Possible improvements

which are not really related to the topic discussed here.

  • In most cases, a library that has been built once can be re-used by all other builds on the same machine. (Exceptions exist.) Since reducing build time is mentioned as a goal above, we could install libraries into a specific directory (e.g. Cactus/exe/lib), and thus share external library builds between configurations. These would then not be deleted by a make realclean, but would be rebuilt when necessary. It is up to the option list to ensure that incompatible option lists specify different install directories. Maybe the option list name itself could be used as prefix.
  • We should separate the distributed tarballs from the thorns containing the logic. This would save download time for those who don't want / need the tarballs.
  • We could allow the tarballs to be downloaded directly and only when needed, without storing them in svn.

Some high-level thoughts

which should probably be at the top.

  • Do we really want to continue to develop this mechanism? Or can we adopt rpm / dpkg / pkgconfig instead? In the long run, it may be easier to write a pkgconfig definition for LORENE than maintaining whole sets of configuration scripts ourselves.

Building from source

(move this to a separate page)

The current system of storing the source tarball in the thorn SVN repository is not ideal. Included here is an email written by Ian in 2013 about this, with some ideas for improving the system.

  • The tarball would not be included in the repository. RH: I would prefer to store tarballs (or their content) in a repository we control, this does not have to be the same that holds the control files, the reason is that some of the ExternalLibraries may change their hosting url/not life as long as the ET. For example the oldest version of curl still available on the webserver at http://curl.haxx.se/ is from 2000 and anything older than 2010 is in a subdirectory archeology.
  • The configuration.ccl file of the thorn would have a field for the URL of a tarball to download
  • At configuration time, the thorn's configure script (or something factored into a Cactus script) would download the tarball using the URL if it is necessary to build the library on that machine.
  • The tarball would be cached in Cactus/librarycache or similar
  • A script or makefile target would be provided to "pre-cache" the tarball of one or more thorns. RH: GetComponents can download arbitrary single files via http so we already have that possibility

A checkout of the ET now would not download any external library tarballs. If, on a given machine, a library is not installed and needs to be built, it would be downloaded when needed. If you want to make sure you have everything needed to build, for example if you are about to catch a plane, you could run something like "make get-libraries" and all library tarballs would be downloaded into Cactus/librarycache. [It would be possible to do this using simfactory, which might be able to determine via its machine database which machines need which tarballs downloaded]. You could then choose to sync this to the remote machine, or not.
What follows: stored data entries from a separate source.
PR #6045, opened 2020-02-21
As a gitcoin user, I would like to see the responses to my post in the Notifications.

### LINKED ISSUE #5943: Add activity of Town Square to notifications
### User Story

As a gitcoin user, I would like to see the responses to my post in the Notifications.

### Why Is this Needed

[comment]: # (Describe the problem and why this task is needed. Provide a description of the current state, what you would like to happen, and what actually happen)
*Summary*: I would like to get the answers to my post in my notifications without having to surf all the town square or having to look at my e-mail

### Description

*Type*: Feature

### Current Behavior
There is no notification for town square related activity

### Expected Behavior
[comment]: # (Describe what you expected to happen.)
Get notifications from someone pinging me in the town square or for responses to my post

zoek1:
##### Description

Get notifications from someone pinging me in the town square or for responses to my post
- I receive a notification when someone pings me on a post
- I receive a notification when someone comments on my posts
- I receive a notification when someone pings me on some comments
##### Refers/Fixes
#5943 

##### Testing

FireShot Capture 001 - Home - Gitcoin - localhost

### DIFF
--- a/app/assets/v2/js/notifications.js
+++ b/app/assets/v2/js/notifications.js
@@ -19,13 +19,9 @@ Vue.mixin({
       $.when(getNotifications).then(function(response) {
         newNotifications = newData(response.data, vm.notifications);
 
-        if (vm.notifications.length === 0) {
-          newNotifications.forEach(function(item) {
-            vm.notifications.push(item);
-          });
-        } else if (newNotifications.length > 0) {
-          vm.notifications = newNotifications.concat(vm.notifications);
-        }
+        newNotifications.forEach(function(item) {
+          vm.notifications.push(item);
+        });
 
         vm.numPages = response.num_pages;
         vm.hasNext = response.has_next;
--- a/app/assets/v2/js/notifications.js
+++ b/app/assets/v2/js/notifications.js
@@ -18,9 +18,14 @@ Vue.mixin({
 
       $.when(getNotifications).then(function(response) {
         newNotifications = newData(response.data, vm.notifications);
-        newNotifications.forEach(function(item) {
-          vm.notifications.push(item);
-        });
+
+        if (vm.notifications.length === 0) {
+          newNotifications.forEach(function(item) {
+            vm.notifications.push(item);
+          });
+        } else if (newNotifications.length > 0) {
+          vm.notifications = newNotifications.concat(vm.notifications);
+        }
 
         vm.numPages = response.num_pages;
         vm.hasNext = response.has_next;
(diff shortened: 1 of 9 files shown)


app/assets/v2/js/notifications.js
```diff
@@ -18,9 +18,14 @@ Vue.mixin({
...
         newNotifications = newData(response.data, vm.notifications);
-        newNotifications.forEach(function(item) {
-          vm.notifications.push(item);
-        });
+
+        if (vm.notifications.length === 0) {
+          newNotifications.forEach(function(item) {
+            vm.notifications.push(item);
+          });
+        } else if (newNotifications.length > 0) {
```
octavioamu: not sure why this change, this will add the notification to the end
image

app/inbox/models.py
```diff
@@ -55,6 +55,8 @@ class Notification(SuperModel):
         ('new_milestone', 'New Milestone'),
         ('update_milestone', 'Updated Milestone'),
         ('new_kudos', 'New Kudos'),
+        ('new_mention', 'New Mention'),
+        ('new_post_comment', 'New comment'),
```
octavioamu: missing new_like

octavioamu:
Really nice and supper excited with this I have another on going PR I will integrate with this to add the notifications to the browser

app/inbox/models.py
zoek1: Ok, i'll add it!

app/assets/v2/js/notifications.js
zoek1: It's strange. I just tested the changes to avoid this behavior. 😱

octavioamu: That is because if you reload the page then the result will be on the top, but if you click the notifications to open/close, that will fetch  new notifications and then will be attached to the end.

octavioamu: just tested the new changes and now is getting on the bottom, maybe when I tested my js was cached not sure what changed because I don't remember this on the past. Maybe you are right we will need to do concat or unshift

octavioamu: ok, dont worry about this part I will do a hotfix on stable about this order but not here, in the filter part

octavioamu: fixed 68777da012cea06c64105dfa2dea77bfb01bce6e

zoek1: Thanks for the fix @octavioamu 👍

On a remote machine, you could run get-libraries on the head node which presumably has an internet connection so that the library tarballs are available to the build process which might, as Frank points out, not have internet access.

The vast majority of users would notice little difference; the checkout would be faster, and less disk space would be used by their Cactus trees. Edge-case users who have to compile on machines without internet connections would have a simple command to run on the head node of the machine which would restore the same functionality that we currently have.